Халвард вскочил и бросился к двери.

Когда Улав остался вдвоем с Турой, он сразу почувствовал — то, что он взял на себя, повлечет за собою немалые беды. Тура все молчала, и он, не выдержав, воскликнул с холодною усмешкой:

— А ты-то, Тура, веришь мне или нет?

Она взглянула ему прямо в лицо непроницаемым взглядом.

— Приходится верить, коли ты сам говоришь.

Улаву почудилось, будто кто-то сдавил ему шею. И без того усталый, он взвалил на себя новое бремя. Теперь ему этого бремени не сбросить, и помощи ждать неоткуда. Он должен все снести один.


На другой день, к вечеру, Улав воротился в Берг с мальчиком. Тура старалась обласкать племянника. Однако парнишка будто чувствовал, что ему здесь на самом деле никто не рад, и потому не отходил ни на шаг от своего богоданного отца, семенил за ним повсюду по пятам. Стоило Улаву сесть, мальчик облокачивался на его колени. Если Улав брал его за руку или сажал к себе на колени, красивее личико Эйрика так и сияло радостью, он то и дело заглядывал отцу в лицо ласково и будто вопрошающе.

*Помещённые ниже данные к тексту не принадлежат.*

PR #1737, opened 2023-01-12
Add configurations to Raylib

Akselmo:
USE_EXTERNAL_GLFW, PLATFORM and OPENGL_VERSION

### DIFF
--- a/packages/r/raylib/xmake.lua
+++ b/packages/r/raylib/xmake.lua
@@ -42,6 +42,10 @@ package("raylib")
     end
     add_deps("opengl", {optional = true})
 
+    add_configs("use_external_glfw", {description = "Link raylib against system GLFW instead of embedded one.", default = "OFF", values = {"OFF", "ON", "IF_POSSIBLE"}})
+    add_configs("platform", {description = "Platform to build for.", default = "Desktop", values = {"Desktop", "Web", "Android", "Raspberry Pi"}})
+    add_configs("opengl_version", {description = "Force a specific OpenGL Version.", default = "OFF", values = {"OFF", "3.3", "2.1", "1.1", "ES 2.0"}})
+
     on_install("macosx|x86_64", function (package)
         os.cp("include/*.h", package:installdir("include"))
         os.cp("lib/libraylib.a", package:installdir("lib"))
@@ -51,6 +55,10 @@ package("raylib")
         local configs = {"-DBUILD_EXAMPLES=OFF"}
         table.insert(configs, "-DCMAKE_BUILD_TYPE=" .. (package:debug() and "Debug" or "Release"))
         table.insert(configs, "-DBUILD_SHARED_LIBS=" .. (package:config("shared") and "ON" or "OFF"))
+        table.insert(configs, "-DCUSTOMIZE_BUILD=ON") -- Needed for the below flags
+        table.insert(configs, "USE_EXTERNAL_GLFW=" .. (package:config("use_external_glfw")))
+        table.insert(configs, "PLATFORM=" .. (package:config("platform")))
+        table.insert(configs, "OPENGL_VERSION=" .. (package:config("opengl_version")))
         import("package.tools.cmake").install(package, configs, {packagedeps = {"libx11", "libxrender", "libxrandr", "libxinerama", "libxcursor", "libxi", "libxfixes", "libxext"}})
     end)
 
--- a/packages/r/raylib/xmake.lua
+++ b/packages/r/raylib/xmake.lua
@@ -40,54 +40,36 @@ package("raylib")
         add_syslinks("pthread", "dl", "m")
         add_deps("libx11", "libxrandr", "libxrender", "libxinerama", "libxcursor", "libxi", "libxfixes", "libxext")
     end
+
     add_deps("opengl", {optional = true})
 
-    add_configs("external_glfw", {description = "Link raylib against system GLFW instead of embedded one.", default = false, type = "boolean"})
-    add_configs("opengl_version", {description = "Force a specific OpenGL Version.", values = {"3.3", "2.1", "1.1", "ES 2.0"}})
-
-    on_load(function (package)
-        if package:config("external_glfw") then
-            package:add("deps", "glfw")
-        end
-    end)
+    local configs = {"-DBUILD_EXAMPLES=OFF"}
 
     on_install("macosx|x86_64", function (package)
         os.cp("include/*.h", package:installdir("include"))
         os.cp("lib/libraylib.a", package:installdir("lib"))
+        table.insert(configs, "-DPLATFORM=Desktop")
     end)
 
     on_install("windows", "linux", "macosx|arm64", "mingw", function (package)
-        local configs = {"-DBUILD_EXAMPLES=OFF"}
+        table.insert(configs, "-DPLATFORM=Desktop")
+    end)
+
+    on_install("android", function (package)
+        table.insert(configs, "-DPLATFORM=Android")
+    end)
+
+    on_install("web", function (package)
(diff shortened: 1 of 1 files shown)


packages/r/raylib/xmake.lua
```diff
@@ -42,6 +42,10 @@ package("raylib")
     end
     add_deps("opengl", {optional = true})
 
+    add_configs("use_external_glfw", {description = "Link raylib against system GLFW instead of embedded one.", default = "OFF", values = {"OFF", "ON", "IF_POSSIBLE"}})
```
waruqi, line 45: please do not use OFF/ON, we should use `true/false`, and remove `use_` prefix

```lua
    add_configs("external_glfw", {description = "Link raylib against system GLFW instead of embedded one.", default = false, type = "boolean"})
```

and it is enabled, you need add `add_deps("glfw")`

packages/r/raylib/xmake.lua
```diff
@@ -42,6 +42,10 @@ package("raylib")
...
+    add_configs("platform", {description = "Platform to build for.", default = "Desktop", values = {"Desktop", "Web", "Android", "Raspberry Pi"}})
```
waruqi, line 46: please remove it, we should use `package:is_plat()` to get platform from `xmake f -p/--plat`

packages/r/raylib/xmake.lua
```diff
@@ -42,6 +42,10 @@ package("raylib")
...
+    add_configs("opengl_version", {description = "Force a specific OpenGL Version.", default = "OFF", values = {"OFF", "3.3", "2.1", "1.1", "ES 2.0"}})
```
waruqi, line 47: please do not OFF, 

```
    add_configs("opengl_version", {description = "Force a specific OpenGL Version.", values = {"3.3", "2.1", "1.1", "ES 2.0"}})
```

packages/r/raylib/xmake.lua
```diff
@@ -51,6 +55,10 @@ package("raylib")
         local configs = {"-DBUILD_EXAMPLES=OFF"}
         table.insert(configs, "-DCMAKE_BUILD_TYPE=" .. (package:debug() and "Debug" or "Release"))
         table.insert(configs, "-DBUILD_SHARED_LIBS=" .. (package:config("shared") and "ON" or "OFF"))
+        table.insert(configs, "-DCUSTOMIZE_BUILD=ON") -- Needed for the below flags
+        table.insert(configs, "USE_EXTERNAL_GLFW=" .. (package:config("use_external_glfw")))
```
waruqi, line 59:
```
table.insert(configs, "USE_EXTERNAL_GLFW=" .. (package:config("external_glfw") and "ON" or "OFF"))
```

and you need `package:add("deps", "glfw")` in on_load when it is enabled

packages/r/raylib/xmake.lua
```diff
@@ -51,6 +55,10 @@ package("raylib")
...
+        table.insert(configs, "PLATFORM=" .. (package:config("platform")))
```
waruqi, line 60:
```
local platform
if package:is_plat("windows", "macosx", "linux") then
    platform = "Desktop"
elseif package:is_plat("android", "iphoneos") then
   ...
end
if platform then
    table.insert(configs, "PLATFORM=" .. platform)
end
```

packages/r/raylib/xmake.lua
```diff
@@ -51,6 +55,10 @@ package("raylib")
...
+        table.insert(configs, "OPENGL_VERSION=" .. (package:config("opengl_version")))
```
waruqi, line 61: same

packages/r/raylib/xmake.lua
Akselmo: Ah got it. I was following how it was mentioned in raylib wiki. Will fix these.

Akselmo: I have now changed the file according to feedback. Did I understand correctly?

Also does the `    on_install("windows", "linux", "macosx|arm64", "mingw", function (package)` need to have also `android` `web` and `raspberry-pi` ?

Akselmo: Seems that if I set `-DCUSTOMIZE_BUILD=ON` then none of my builds actually run. I think I'm missing something.

I will look into this more, will keep you updated. 

Of course if you or anyone else who sees this has something proper working already I'd appreciate any help.

Akselmo: Okay, I had approached this in completely wrong way. I removed the custom opengl and glfw setting.

Instead, I'm checking now the architecture and platform, then setting `-DPLATFORM` correctly depending on it.

Please check and tell me if there's anything I could've done better :)

Akselmo: Well, it works on my linux pc but not on my raspberry pi.

I don't know what to do :(

packages/r/raylib/xmake.lua
```diff
@@ -55,10 +60,27 @@ package("raylib")
...
+        table.insert(configs, "-DCUSTOMIZE_BUILD=ON")
+
+        table.insert(configs, "USE_EXTERNAL_GLFW=" .. (package:config("external_glfw") and "ON" or "OFF"))
+
+        local platform
+        if package:is_plat("windows", "macosx", "linux") then
+            platform = "Desktop"
+        elseif package:is_plat("android") then
+            platform = "Android"
+        elseif package:is_plat("web") then
```
waruqi: xmake has not `web`, it is only for raylib

is_plat("wasm")

packages/r/raylib/xmake.lua
```diff
@@ -55,10 +60,27 @@ package("raylib")
...
+            platform = "Web"
+        elseif package:is_plat("raspberry-pi") then
```
waruqi: has not this, remove it

packages/r/raylib/xmake.lua
```diff
@@ -40,15 +40,34 @@ package("raylib")
...
-        local configs = {"-DBUILD_EXAMPLES=OFF"}
+        table.insert(configs, "-DPLATFORM=Desktop")
+    end)
+
+    on_install("android", function (package)
+        table.insert(configs, "-DPLATFORM=Android")
+    end)
+
+    on_install("web", function (package)
+        table.insert(configs, "-DPLATFORM=Web")
```
waruqi, line 63: oh, no... please revert it

packages/r/raylib/xmake.lua
waruqi: > I have now changed the file according to feedback. Did I understand correctly?
> 
> Also does the ` on_install("windows", "linux", "macosx|arm64", "mingw", function (package)` need to have also `android` `web` and `raspberry-pi` ?

they are only raylib, not for xmake. you can see platform list of xmake. `xmake f -h`

waruqi: > Well, it works on my linux pc but not on my raspberry pi.
> 
> I don't know what to do :(

raspberry pi is also linux platform in xmake. You will need to fix it based on the actual compilation error.

waruqi:
> [Set correct platform for raylib](https://github.com/xmake-io/xmake-repo/pull/1737/commits/7087045b6f2e071f8f6ffd7883fc60bd243eda2b)

Completely wrong patch, please revert it

packages/r/raylib/xmake.lua
waruqi: or you should open an issue in raylib to fix your errors on raspberry pi. or use `add_patches` to fix it.

Akselmo: I'll remake whole PR at some point when i have more time

Thank you for being patient with me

Улав не собирался гостить в Берге дольше, чем положено, утром на третий день он собрался в путь.

Эйрика усадили в сани и хорошенько укутали, он вертелся, поглядывал во все стороны, смеялся, довольный. Он ехал в санях из Сильюосена и теперь опять покатит. Сани ждали их на пригорке у последнего двора в селении. Батрак Анки, добрый и веселый, смеялся и болтал, укладывая пожитки в сено. Когда отец приехал за ним, Анки снес его с горки на спине. В шубе отец был огромный и неуклюжий, шапки у отца и Анки заиндевели, как и меховая опушка у него на шлыке.

Тура глядела на румяное, веселое лицо мальчугана — его карие глаза блестели и бегали, как у маленькой птички. Она вспоминала Эйрика грудным младенцем, и в сердце к ней просочилась капля нежности. Она расцеловала его в обе щеки и велела кланяться матушке.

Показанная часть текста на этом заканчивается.